PR #71, opened 2025-03-04
Feat/rpc methods WIP

nillo:
WIP


kip-0037.md
```diff
@@ -0,0 +1,207 @@
...
+
+## Backwards Compatibility
+
+- Legacy Methods: Wallets MAY support older methods for retrieving account information alongside kadena_getAccounts_v1. Legacy methods MUST be documented as deprecated and phased out over time.
+- Configuration Consistency: Implementations MUST ensure that the returned account information matches the wallet’s active configuration.
+
+## Security Considerations
+
+- Data Accuracy: Ensure that the returned account information is accurate and verified.
+- Event Notification: Emit account change events to keep dApps updated and prevent configuration mismatches.
```
alber70g: Modify this and reference the optional KIP that describes events. In that KIP you can add that WalletConnect supports events, and the wallet-adapter will implement those events on a best-effort basis. E.g. when a wallet provider has support for event-based communication this can then propagate to the dapp, or can be emulated by the wallet-adapter itself

kip-0038.md
```diff
@@ -0,0 +1,213 @@
...
+            "keys": [
+              "35d381861d9a6cfb84bef47930b386d1a3b4f3742c8e87772a9e6b43c0e7b5f7"
+            ],
+            "pred": "keys-all"
+          }
+        }
+      ]
+    }
+  ]
+}
```
alber70g, line 135: Should we include a second contract in the example?

kip-0038.md
```diff
@@ -0,0 +1,213 @@
...
+### Response details
+
+Accounts should be returned per fungible contract, if the wallet knows about multiple fungibles held by one account then return the account for each one.
+
+If a wallet only works with single accounts, this method should return a single account.
+
+### Request by public key
+
+kip-0017 defines `kadena_getAccounts_v1`, which uses a public key received from walletconnect to retrieve accounts. The v2 method maintains compatibility with this approach.
+
```
alber70g, line 160:
```suggestion
[KIP-0017](https://github.com/kadena-io/KIPs/blob/master/kip-0017.md) defines `kadena_getAccounts_v1`, which uses a public key received from walletconnect to retrieve accounts. The v2 method maintains compatibility with this approach.

```

kip-0038.md
```diff
@@ -0,0 +1,213 @@
...
+**Method Name:** `kadena_getAccounts_v2`
+
+### Request Parameters
+
+```typescript
+interface GetAccountsRequest {
+  accounts?: Array<{
+    publicKey: string;
+    contract: string;
```
alber70g, line 33:
```suggestion
    publicKey?: string;
    contract?: string;
```
See also comment on KIP-0037

kip-0039.md
```diff
@@ -0,0 +1,134 @@
...
+
+### Response
+
+The method returns a NetworkInfo object containing details about the active network:
+
+```typescript
+interface NetworkInfo {
+  name: string // The human-readable name of the network.
+  networkId: string // The unique identifier for the network (e.g., "mainnet01").
+  url?: string // Optional: The network endpoint URL.
```
alber70g, line 47: Specify what this endpoint represents. Whether it should be just `api.chainweb.com` or the full path to where the commands can be sent eg.: `https://api.chainweb.com/chainweb/0.0/mainnet01/chain/1/pact/api/v1`.
Should this contain placeholders for chainId?

kip-0039.md
```diff
@@ -0,0 +1,134 @@
...
+}
+```
+
+### Response
+
+The method returns a NetworkInfo object containing details about the active network:
+
+```typescript
+interface NetworkInfo {
+  name: string // The human-readable name of the network.
```
alber70g, line 45:
```suggestion
  networkName: string // The human-readable name of the network.
```
Use `networkName` as key for this?

kip-0040.md
```diff
@@ -0,0 +1,129 @@
...
+### Response
+
+The method returns a NetworkInfo object containing details about the active networks:
+
+```ts
+interface NetworkInfo {
+  name: string // The human-readable name of the network.
+  networkId: string // The unique identifier for the network (e.g., "mainnet01").
+  url?: string // Optional: The network endpoint URL.
+}
```
alber70g, line 40: See comments on KIP-0039

kip-0039.md
```diff
@@ -0,0 +1,134 @@
...
+```
+
+### Success Response
+
+```json
+{
+  "id": 1,
+  "jsonrpc": "2.0",
+  "result": {
+    "name": "kadena:mainnet01",
```
alber70g, line 105: I wouldn't use `kadena:` in this. The RPC will never return `ethereum:xyz` so it's kinda redundant.
I would consider `networkName` as the display name to show the user in the UI

```suggestion
    "name": "Mainnet",
```

alber70g (changes requested):

kip-0042.md
```diff
@@ -0,0 +1,135 @@
...
+
+### Method Definition
+
+**Method Name:** `kadena_disconnect_v1`
+
+### Request Parameters
+
+```typescript
+interface DisconnectRequest {
+  // TODO: not sure if networkId makes sense here, ecko uses it.
```
alber70g, line 36: I wouldn't include networkId. I think you don't want to disconnect for a single network.

kip-0042.md
```diff
@@ -0,0 +1,135 @@
...
+}
+```
+
+## Response
+
+The method returns a void type, indicating that the disconnection was successful:
+
+```typescript
+type DisconnectResponse = void
+```
```
alber70g, line 47: According to JSON Spec, a `result` is REQUIRED on success. 

```
result
    This member is REQUIRED on success
```

In the example you return `result: {}` which isn't void. Maybe we change the type here to

```suggestion
The method returns a void type, indicating that the disconnection was successful:

```typescript
interface Result {}
```
```

File: kip-0043.md
Comment (alber70g) [inline kip-0043.md:1]: not complete?

**Review by alber70g — COMMENTED** [review]
For each KIP the "Backwards Compatibility" and "Security Considerations" are all the way at the bottom. Maybe it's better to move them above the examples so they're more "part of" the kip

**Comment by javadkh2** [comment]
Can't we just create on KIP for all functions?

File: kip-0037.md [hunk 11]
```diff
@@ -0,0 +1,202 @@
...
+
+# kadena_getAccount_v1 API
+
+## Abstract
+
+We propose the `kadena_getAccount_v1` method to provide an active account known by the wallet. This allows dApps to present the user with the selected account and allow them to use it for creating and signing transactions.
+
+## Motivation
+
+The `kadena_getAccount_v1` method provides a standardized way to retrieve a list of accounts from a Kadena wallet.
```
javadkh2, line 19: does it return a list or only one?

kip-0037.md
```diff
@@ -0,0 +1,202 @@
...
+KIP: '0037'
+Title: kadena_getAccount_v1 API
+Author: Danillo Felixdaal and Bart Huijgen
+Status: Draft
+Type: Standard
+Category: Interface
+Created: 2025-02-17
+---
+
+# kadena_getAccount_v1 API
```
javadkh2, line 11: it seems this method has two use cases so how about creating two methods?
one for getting the active account, and another for retrieving an account by passing public key and contract. 
* kadena_getActiveAccount (no arg)
* kadena_retriveAccount (or kadena_getAccount) ({publicKey, contract})

kip-0037.md
```diff
@@ -0,0 +1,202 @@
...
+interface AccountInfo {
+  accountName: string
+  fungibleContract: string
+  chainAccounts?: Array<{
+    chainId: ChainId
+    guard: {
+      keys: string[]
+      pred: string
+    }
+  }>
```
javadkh2, line 50: This type shows that an account can have a different guard on different chains, which I believe is incorrect
I believe the guard should be directly bound to the account, not the chains.
An account is a combination of an address and a guard. This approach aligns with principal accounts, 
For vanity accounts, if the guard is different, then the wallet and users should treat them as separate accounts.
```suggestion
interface AccountInfo {
  address: string
  fungibleContract: string
  guard: {
      keys: string[]
      pred: string
   }
  availableChains?: Array<{
    chainId: ChainId
  }>
```

kip-0038.md
```diff
@@ -0,0 +1,213 @@
...
+
+### Response
+
+```typescript
+interface AccountInfo {
+  accountName: string
+  fungibleContract: string
+  chainAccounts?: Array<{
+    chainId: ChainId
+    guard: {
```
javadkh2, line 46: same thing about guard here

kip-0039.md
javadkh2, line 47: url can be a list of nodes as well.

kip-0041.md
```diff
@@ -0,0 +1,177 @@
...
+  jsonrpc: '2.0'
+  error: {
+    code: number
+    message: string
+    data?: object
+  }
+}
+```
+
+### Error types
```
javadkh2, line 75: we need an error code if the user rejects the connection request.

nillo:
> Can't we just create on KIP for all functions?

@javadkh2 (@jwiegley john / @alber70g albert decided it was better to split them up)

kip-0037.md
nillo: only one , the getAccount(s) returns a list

kip-0037.md
nillo: @alber70g this feedback was made on your suggestions of passing the publickey, contract as optionals in order to use them as a filter. what you think of @javadkh2 suggestion?

kip-0037.md
nillo: i was under the assumption that a account "CAN" have a different guard on different chains @alber70g @jermaine150

kip-0039.md
nillo: @alber70g javad brings up the same thing we thought about, but we decided to have a single url, want to re-discuss?

kip-0038.md
nillo: @barthuijgen

kip-0037.md
```diff
@@ -0,0 +1,207 @@
...
```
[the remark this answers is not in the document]
nillo: @barthuijgen

kip-0037.md
nillo: @barthuijgen

kip-0039.md
nillo: @barthuijgen

kip-0037.md
alber70g: I believe the most intuitive way to think about accounts is to disconnect them from the guard. A user will think the account is the same until they get the question to define which guard to use. 

Separating accounts based on guard is confusing

kip-0039.md
Randynamic: I would say consistency is key so I agree.

kip-0037.md
nillo: "changed"

kip-0037.md
```diff
@@ -12,123 +12,114 @@ Created: 2025-02-17
...
 **Method Name:** `kadena_getAccount_v1`
 
-### Request Parameters
+#### Parameters
 
-```typescript
-interface GetAccountRequest {
-  account?: {
-    publicKey: string
-    contract: string
```
alber70g: Comment from @javadkh2: when the dapp knows which contract to use, they should be able to select it. It's about the right UX for the user so they don't have to think about it. It can be optional though

kip-0038.md
```diff
@@ -26,81 +37,95 @@ The `kadena_getAccounts_v2` method improved on the previous by allowing extra fe
 
 ### Request Parameters
 
-```typescript
-interface GetAccountsRequest {
-  accounts?: Array<{
-    publicKey: string;
-    contract: string;
```
alber70g: The same thing like above. Also optional. We could add this one later if we want to

alber70g (approved):

kip-0038.md
```diff
@@ -0,0 +1,270 @@
...
+
+No parameters are required.
+
+### Response
+
+The method **MUST** return an array of account objects, even if the wallet only
+supports a single account.
+
+Note that the response can have multiple accounts with the same `accountName`.
+The `guard` is what makes each unique. This allows for dapps to use non-minted
```
LindaOrtega, line 48: > The `guard` is what makes each unique.

Is this statement accurate? 

There could be an account `test1` governed by `guardA` and also an account `test2` that is also governed by `guardA`. 

This could happen when working with vanity accounts or accounts associated with contracts that don't enforce principaled (e.g. that account name must correspond to its associated guard) account names.

kip-0037.md
```diff
@@ -0,0 +1,147 @@
...
+active.
+
+### Response
+
+```typescript
+interface AccountInfo {
+  accountName: string; // The unique identifier for the account.
+  networkId: string; // The unique identifier for the network for this account.
+  contract: string; // Identifier for the fungible token contract.
+  guard: {
```
LindaOrtega, line 44: To get ahead of potential confusion over the definition of "guard" (https://docs.kadena.io/smart-contracts/guards) here:
It might be good to add a note somewhere in the document that we're using the term "guard" here but it focuses mainly on keyset-related guards (keyset ref, single key, multi-key, and w accounts) since that the current ownership model that wallets support.

kip-0037.md
```diff
@@ -0,0 +1,147 @@
...
+No parameters required. The wallet can return any account that is currently
+active.
+
+### Response
+
+```typescript
+interface AccountInfo {
+  accountName: string; // The unique identifier for the account.
+  networkId: string; // The unique identifier for the network for this account.
+  contract: string; // Identifier for the fungible token contract.
```
LindaOrtega, line 43: Should `contract` be optional for accounts that aren't minted yet? Or do wallets always associate accounts with a contract right away?

Also, is it possible for the same `accountName` to be present in multiple contracts? If so, should this field be a list similar to `chainAccounts`?

LindaOrtega (changes requested):
Took a look at KIP 37 and KIP 38 (will get to the rest later). It looks good so far, but I did have some questions and rewording recommendations (see the comments for details).

The main question I'd like to understand better before approving is the following:
- Is an account name always associated with a contract on the wallet side? Particularly, non-minted accounts?

kip-0037.md
```diff
@@ -0,0 +1,147 @@
...
+- **Legacy Methods:** Wallets **MAY** support older methods for retrieving
+  account information alongside `kadena_getAccount_v1`. Legacy methods **MUST**
+  be documented as deprecated and phased out over time.
+
+- **Configuration Consistency:** Implementations **MUST** ensure that the
+  returned account information matches the wallet's active configuration.
+
+## Security Considerations
+
+- **Data Accuracy:** Ensure that the returned account information is accurate
```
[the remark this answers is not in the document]
nillo: The KIP is written for wallets to implement the RPC methods, so the remarks is for the creator of the wallets, i could add, "The wallet creator implementing the RPC methods.." Ensure that the returned account information is accurate before it but that seems kind of redundant to me.

kip-0037.md
```diff
@@ -0,0 +1,147 @@
...
+```typescript
+interface AccountInfo {
+  accountName: string; // The unique identifier for the account.
+  networkId: string; // The unique identifier for the network for this account.
+  contract: string; // Identifier for the fungible token contract.
+  guard: {
+    keys: string[]; // Array of public keys (secret keys are omitted for security).
+    pred: string; // Predicate defining key validation (e.g., "keys-all", "keys-any").
+  };
+  chainAccounts: string[]; // Array of chain IDs where this account exists
```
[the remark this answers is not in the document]
nillo: @barthuijgen @alber70g, i can live with this update thoughts?

kip-0037.md
```diff
@@ -0,0 +1,147 @@
...
+}
```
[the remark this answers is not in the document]
nillo: I don't think this is a assumption that should be made, its either there or its not, if we want it to be there we should enforce it having that said. I seems like a UI thingy to me, the wallet provides the account <- the Dapp itself could provide the ability to add a label to it. Currently none of the wallets support this, so i don't think there is a necessity for this, and should leave labeling to the dapp itself. @barthuijgen @alber70g  thoughts?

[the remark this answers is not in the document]
alber70g: Chainweaver v2 and v3 both have support for aliasses though. If a user is actively using aliasses, it would be nice to have it. I would suggest not to have it nullable, but empty string if it's not there. However current APIs don't support it, correct?

kip-0038.md
```diff
@@ -0,0 +1,270 @@
...
+accounts. When an account isn't minted, the `chainAccounts` field will be an
+empty array.
+
+```typescript
+interface AccountInfo {
+  accountName: string;
+  networkId: string;
+  contract: string;
```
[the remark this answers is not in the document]
alber70g: Yes, when accountName is used for multiple contracts, it's passed multiple times

kip-0038.md
alber70g: In that case they don't have the same `accountName`, right?

kip-0037.md
alber70g: It's any guard honestly. We should maybe extend docs to include all types of guard?

kip-0037.md
alber70g: > Also, is it possible for the same accountName to be present in multiple contracts? If so, should this field be a list similar to chainAccounts?

The wallet only returns the ACTIVE account. Since an account is always tied to a contract, this is not a list

kip-0037.md
barthuijgen: I think guard here makes sense, the other place you mentioned should be changed to refer to multiple keys indeed, which is still one guard.

kip-0037.md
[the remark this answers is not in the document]
barthuijgen: Between the two I think I like `availableChains` the best. `chainAccounts` used to represent something else before, now it indeed does not make much sense.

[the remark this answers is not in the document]
barthuijgen: Me and @nillo aren't sure what to call it, @alber70g what do you prefer?

daplcor:
One thing I'd consider as this will become confusing.  Instead of kadena_getAccounts_v2 API and kadena_getAccounts_v1 API lets not have multiple versions as that would imply updated API features no?
kadena_getAccount_v1 API for single multi lookup
kadena_getAccounts_v1 API for multi wallet lookup.

kip-0038.md
```diff
@@ -0,0 +1,270 @@
...
+1. **Account Information Retrieval:**
+
+   - **MUST** return accurate and up-to-date information for all accounts
+     managed by the wallet.
+   - If a wallet supports only a single active account, the method **MUST**
+     return an array containing that single account.
+   - The returned account information **MUST** include all relevant details as
+     defined in the response interface.
+
+2. **Error Handling:**
```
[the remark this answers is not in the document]
LindaOrtega: no longer relevant because this error type was removed from KIP 38. Resolving comment

kip-0038.md
```diff
@@ -0,0 +1,270 @@
...
+   - **MUST** return a clear and descriptive error message if account
+     information cannot be retrieved.
+   - Errors may result from configuration issues, unsupported networks, or other
```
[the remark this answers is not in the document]
LindaOrtega: No longer relevant after re-write of section:
>    - By default the Internal server error should be used if for any reason account
     information can not be obtained.
>  - Custom errors **SHOULD** be used to give more detail about the cause of the error.

Resolving comment.

kip-0037.md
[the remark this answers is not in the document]
javadkh2: What is the benefit of having chainIds in general?
This will force wallets to query all chains, which makes the response time longer (and also more error-prone) even if the wallet stores data still need to sync data since account creation might happen outside of the wallet with transferCreate.

Also, I can imagine that wallets might just send an empty array to avoid calling all chains, which would then make the response unpredictable and untrustworthy to the end user.

the user can use `accountDiscovery` from client-utils to fetch not only chainId but also the account balance. or if we want the provider returns that we can add another message like kadena_discoverAccount_v1.

kip-0037.md
javadkh2: @alber70g it can't be smart contract related guards since you cant add them to your wallet directly. the valid guards are `Keyset` and `Keyset ref`. the current api only support `keyset` - `{keys: string[];  pred: string}`  . its good to mention it in the KIP and make the guard type more future-proof, allowing support for Keyset Ref later without breaking the API.

LindaOrtega: Is the consensus to add a note in the KIP that the current API only supports `Keyset` guards at the moment?

kip-0038.md
LindaOrtega: The rewording clears it up. Resolving comment.

kip-0037.md
```diff
@@ -0,0 +1,151 @@
...
+No parameters required. The wallet can return any account that is currently
+active.
+
+### Response
+
+```typescript
+interface AccountInfo {
+  accountName: string; // The unique identifier for the account.
+  networkId: string; // The unique identifier for the network for this account.
+  contract: string; // Identifier for the fungible token contract.
```
LindaOrtega, line 43:
```suggestion
  accountName: string; // The unique identifier for the account.
  networkId: string; // The unique identifier for the network for this account.
  contract: string; // Identifier for the fungible token contract. This is a non-empty string since wallets MUST always associate new accounts with a contract.
```

kip-0037.md
LindaOrtega: Added document suggestion related to this here: https://github.com/kadena-io/KIPs/pull/71/files#r2044838690

Resolving this conversation thread

kip-0038.md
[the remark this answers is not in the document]
LindaOrtega: I see this addition to the documentation in previous section that addresses this recommendation:
>Also accounts on different `contract`s can have the same `accountName`, regardless of the guard.

Resolving this conversation thread.

kip-0038.md
```diff
@@ -0,0 +1,270 @@
...
+### Request Parameters
+
+No parameters are required.
+
+### Response
+
+The method **MUST** return an array of account objects, even if the wallet only
+supports a single account.
+
+Note that the response can have multiple accounts with the same `accountName`.
```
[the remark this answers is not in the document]
LindaOrtega: There have been additions to the documentation below this statement that address different scenarios where the same account name can be present (different guards and/or different contracts). Resolving this conversation thread.

kip-0037.md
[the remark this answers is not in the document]
LindaOrtega: @javadkh2 are you proposing that the API for the `kadena_getAccount_v1` be changed so that it no longer returns the chain IDs where the account is present? Have y'all discussed this somewhere else and come to a conclusion?

kip-0037.md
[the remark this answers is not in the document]
LindaOrtega: Did y'all come to a conclusion on whether to include an optional `label` field in this version of the API?

kip-0037.md
```diff
@@ -0,0 +1,151 @@
...
+Type: Standard
+Category: Interface
+Created: 2025-02-17
+---
+
+# kadena_getAccount_v1 API
+
+## Abstract
+
+This KIP standardizes the `kadena_getAccount_v1` method to provide the active
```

ASSIGNMENT: Return a copy of each line in the entries that carries the string "knows".

ANSWER TO THE EXERCISE:
+Accounts should be returned per fungible contract, if the wallet knows about multiple fungibles held by one account then return the account for each one.
alber70g: Comment from @javadkh2: when the dapp knows which contract to use, they should be able to select it. It's about the right UX for the user so they don't have to think about it. It can be optional though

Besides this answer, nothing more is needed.